Floyd Landis rolled out key elements of his defense against doping charges in an online presentation yesterday, several months before the cyclist is to present his case to an arbitration panel in hopes of keeping his Tour de France title.

Early yesterday, Mr. Landis posted a PowerPoint presentation prepared by a retired doctor and longtime coach and adviser, Arnie Baker, as well as several hundred pages of documents related to the charges on his Web site, www.floydlandis.com.

The presentation highlights what are said to be a number of inconsistencies in both the paperwork and the results provided by the French lab that reported elevated ratios of testosterone to epitestosterone in Mr. Landis’ “A” and “B” samples, as well as the presence of synthetic testosterone.

“We have no reason to question the conclusions of the Chatenay-Malabry lab,” Tour de France director Christian Prudhomme said yesterday, referring to the town where the French lab is located.

The alleged inconsistencies were part of a motion that the cyclist’s attorney, Howard Jacobs, submitted to a U.S. Anti-Doping Agency review board seeking to have the case dismissed. That request was denied last month.

Mr. Landis is scheduled to present his formal appeal to a panel from the American Arbitration Society in late January or early February. He also could appeal to the Swiss-based Court of Arbitration for Sport.

Tour de France organizers already have said they no longer consider Mr. Landis the champion, elevating second-place finisher Oscar Pereiro instead. They also planned to begin proceedings to formally strip Mr. Landis’ title when the appeals process is exhausted.

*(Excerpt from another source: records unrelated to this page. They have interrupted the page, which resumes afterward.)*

PR #144, opened 2019-03-21
Allow changing FE degree from input file

### LINKED ISSUE #142: Ease changing FE degree in tests
Right now, setting FE degree has a drawback: one has to remember to change it in two places, `Laplace` constructor and `MeshEvaluator`. Instead, it should be done through a parameter list that is passed to both.

aprokop:
Fix #142.

### DIFF
--- a/tests/hierarchy_driver.cc
+++ b/tests/hierarchy_driver.cc
@@ -21,7 +21,8 @@ void main_(std::shared_ptr<boost::property_tree::ptree> params)
   Source<dim> source;
 
   auto laplace_ptree = params->get_child("laplace");
-  Laplace<dim, DVector> laplace(comm, 1);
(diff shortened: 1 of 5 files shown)


Rombur:
`/var/jenkins/workspace/mfmg-experimental/tests/test_hierarchy_device.cu(291): error: no instance of constructor "TestMeshEvaluator<dim>::TestMeshEvaluator [with dim=2]" matches the argument list
            argument types are: (MPI_Comm, dealii::DoFHandler<2, 2>, dealii::AffineConstraints<double>, unsigned int, const dealii::TrilinosWrappers::SparseMatrix, std::shared_ptr<dealii::Function<2, double>>, mfmg::CudaHandle)
          detected during instantiation of "double test<dim>(std::shared_ptr<boost::property_tree::ptree>) [with dim=2]" `

aprokop:
Fixed.

PR #146, opened 2019-04-02
Use matrix-free mesh evaluator

Rombur:
This is not ready to be reviewed it is just to share with @aprokop. @aprokop you should care about the new test `benchmark_mf` It's the same as the matrix-based benchmark

### DIFF
--- a/include/mfmg/common/amge.templates.hpp
+++ b/include/mfmg/common/amge.templates.hpp
@@ -496,7 +496,7 @@ template <int dim, typename VectorType>
 unsigned int AMGe<dim, VectorType>::build_agglomerates_block(
     std::array<unsigned int, dim> const &agglomerate_dim) const
 {
-  // Faces in deal.II are orderd as follows: left (x_m) = 0, right (x_p) = 1,
+  // Faces in deal.II are ordered as follows: left (x_m) = 0, right (x_p) = 1,
   // front (y_m) = 2, back (y_p) = 3, bottom (z_m) = 4, top (z_p) = 5
   unsigned int constexpr x_p = 1;
   unsigned int constexpr y_p = 3;
--- a/include/mfmg/common/amge.templates.hpp
+++ b/include/mfmg/common/amge.templates.hpp
@@ -14,6 +14,7 @@
 
 #include <mfmg/common/amge.hpp>
 #include <mfmg/common/exceptions.hpp>
+#include <mfmg/common/utils.hpp>
 
 #include <deal.II/distributed/tria.h>
 #include <deal.II/dofs/dof_accessor.h>
@@ -314,63 +315,6 @@ void AMGe<dim, VectorType>::compute_restriction_sparse_matrix(
 
   // Compress the matrix
   restriction_sparse_matrix.compress(dealii::VectorOperation::add);
-
-#if MFMG_DEBUG
-  // Check that the locally_relevant_global_diag is the sum of the agglomerates
-  // diagonal
-  // TODO do not ask user for the locally_relevant_global_diag
-  dealii::LinearAlgebra::distributed::Vector<typename VectorType::value_type>
-      new_global_diag(locally_relevant_global_diag.get_partitioner());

Mr. Landis’s positive test results were reported less than a week after his triumphant July 23 ride into Paris. In the days following the report, Mr. Landis contended a number of factors could have triggered the result — thyroid medication, cortisone injections for a damaged hip, his tendency to produce too much testosterone, even some whiskey he drank the night before his stirring win in Stage 17.

In the online presentation, Mr. Landis’s experts now contend the French lab erred in its analysis, incorrectly labeled samples and ignored the World Anti-Doping Agency testing standards and chain-of-custody protocol, among numerous other mistakes.

“The whole process has been full of errors,” Mr. Baker concludes at one point in the presentation.

USADA rules prohibit the agency from commenting on an active case.